Problem description: Go through the listing below and list every line with "Migrating".

Data for this exercise:
-*-*-
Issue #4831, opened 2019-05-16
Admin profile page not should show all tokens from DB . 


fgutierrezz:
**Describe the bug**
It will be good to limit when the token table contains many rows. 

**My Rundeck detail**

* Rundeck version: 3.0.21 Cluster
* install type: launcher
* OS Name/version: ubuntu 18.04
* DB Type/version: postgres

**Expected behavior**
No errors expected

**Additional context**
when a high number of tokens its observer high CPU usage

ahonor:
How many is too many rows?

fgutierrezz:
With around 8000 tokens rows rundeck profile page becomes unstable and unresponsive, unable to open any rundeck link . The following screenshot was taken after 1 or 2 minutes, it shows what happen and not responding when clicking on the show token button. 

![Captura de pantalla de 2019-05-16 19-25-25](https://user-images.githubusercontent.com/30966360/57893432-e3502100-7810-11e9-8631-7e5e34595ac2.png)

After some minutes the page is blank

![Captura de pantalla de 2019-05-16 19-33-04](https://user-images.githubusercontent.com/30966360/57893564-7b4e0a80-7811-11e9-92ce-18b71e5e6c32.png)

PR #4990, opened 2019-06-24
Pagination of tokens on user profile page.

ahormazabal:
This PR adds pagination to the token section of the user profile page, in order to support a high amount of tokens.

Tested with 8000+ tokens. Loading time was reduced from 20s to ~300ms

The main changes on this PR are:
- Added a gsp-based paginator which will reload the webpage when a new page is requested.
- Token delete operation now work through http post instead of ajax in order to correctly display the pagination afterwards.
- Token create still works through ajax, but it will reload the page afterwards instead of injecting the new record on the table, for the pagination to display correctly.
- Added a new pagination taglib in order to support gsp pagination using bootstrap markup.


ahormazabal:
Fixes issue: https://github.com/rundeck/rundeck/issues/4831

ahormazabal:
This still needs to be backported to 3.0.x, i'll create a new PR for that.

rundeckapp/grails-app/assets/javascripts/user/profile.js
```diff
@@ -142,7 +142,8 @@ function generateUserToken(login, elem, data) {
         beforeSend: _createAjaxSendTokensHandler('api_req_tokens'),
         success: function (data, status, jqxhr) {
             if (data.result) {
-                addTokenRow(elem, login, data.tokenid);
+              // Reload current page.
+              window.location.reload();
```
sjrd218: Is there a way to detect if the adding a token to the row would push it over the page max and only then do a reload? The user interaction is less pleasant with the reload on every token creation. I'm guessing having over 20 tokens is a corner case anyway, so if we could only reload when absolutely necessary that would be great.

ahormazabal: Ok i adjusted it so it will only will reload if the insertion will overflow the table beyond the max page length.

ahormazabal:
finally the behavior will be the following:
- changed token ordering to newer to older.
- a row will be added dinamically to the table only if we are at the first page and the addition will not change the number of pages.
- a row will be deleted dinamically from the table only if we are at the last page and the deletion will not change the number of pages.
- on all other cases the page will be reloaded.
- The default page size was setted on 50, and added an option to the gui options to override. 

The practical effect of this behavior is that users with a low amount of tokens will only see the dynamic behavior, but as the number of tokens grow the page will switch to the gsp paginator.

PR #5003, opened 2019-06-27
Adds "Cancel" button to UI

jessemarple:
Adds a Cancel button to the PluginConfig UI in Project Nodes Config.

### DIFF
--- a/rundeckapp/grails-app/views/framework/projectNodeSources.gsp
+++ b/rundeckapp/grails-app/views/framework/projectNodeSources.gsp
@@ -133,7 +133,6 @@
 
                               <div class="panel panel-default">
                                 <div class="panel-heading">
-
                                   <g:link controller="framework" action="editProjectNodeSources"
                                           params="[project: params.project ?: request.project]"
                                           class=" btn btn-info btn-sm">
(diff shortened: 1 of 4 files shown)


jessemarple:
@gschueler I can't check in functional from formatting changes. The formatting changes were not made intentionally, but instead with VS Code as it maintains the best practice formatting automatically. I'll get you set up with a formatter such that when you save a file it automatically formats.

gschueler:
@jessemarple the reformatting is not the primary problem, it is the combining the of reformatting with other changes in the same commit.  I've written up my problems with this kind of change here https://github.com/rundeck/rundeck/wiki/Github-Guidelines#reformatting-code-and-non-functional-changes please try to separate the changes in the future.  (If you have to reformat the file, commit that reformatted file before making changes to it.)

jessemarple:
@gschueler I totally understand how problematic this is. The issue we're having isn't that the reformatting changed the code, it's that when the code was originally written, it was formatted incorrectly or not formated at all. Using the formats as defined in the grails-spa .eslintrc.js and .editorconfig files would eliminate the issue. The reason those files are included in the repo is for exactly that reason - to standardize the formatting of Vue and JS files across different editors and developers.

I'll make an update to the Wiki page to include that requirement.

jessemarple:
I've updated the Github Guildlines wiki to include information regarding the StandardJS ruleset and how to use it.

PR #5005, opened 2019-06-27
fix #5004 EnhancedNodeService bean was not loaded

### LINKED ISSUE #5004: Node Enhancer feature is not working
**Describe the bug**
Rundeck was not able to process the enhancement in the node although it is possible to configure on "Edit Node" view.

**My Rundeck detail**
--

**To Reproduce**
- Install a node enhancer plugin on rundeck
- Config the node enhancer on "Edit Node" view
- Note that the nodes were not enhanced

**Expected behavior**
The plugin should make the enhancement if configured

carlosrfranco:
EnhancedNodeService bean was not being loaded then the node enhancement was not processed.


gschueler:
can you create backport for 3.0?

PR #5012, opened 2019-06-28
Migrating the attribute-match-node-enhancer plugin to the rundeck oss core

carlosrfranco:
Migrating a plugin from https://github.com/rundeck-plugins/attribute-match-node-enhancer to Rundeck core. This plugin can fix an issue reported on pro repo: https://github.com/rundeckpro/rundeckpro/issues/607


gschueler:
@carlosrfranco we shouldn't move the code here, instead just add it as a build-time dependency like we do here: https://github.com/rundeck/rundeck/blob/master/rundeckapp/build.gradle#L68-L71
-*-*-
Expected answer:
Migrating the attribute-match-node-enhancer plugin to the rundeck oss core
Migrating a plugin from https://github.com/rundeck-plugins/attribute-match-node-enhancer to Rundeck core. This plugin can fix an issue reported on pro repo: https://github.com/rundeckpro/rundeckpro/issues/607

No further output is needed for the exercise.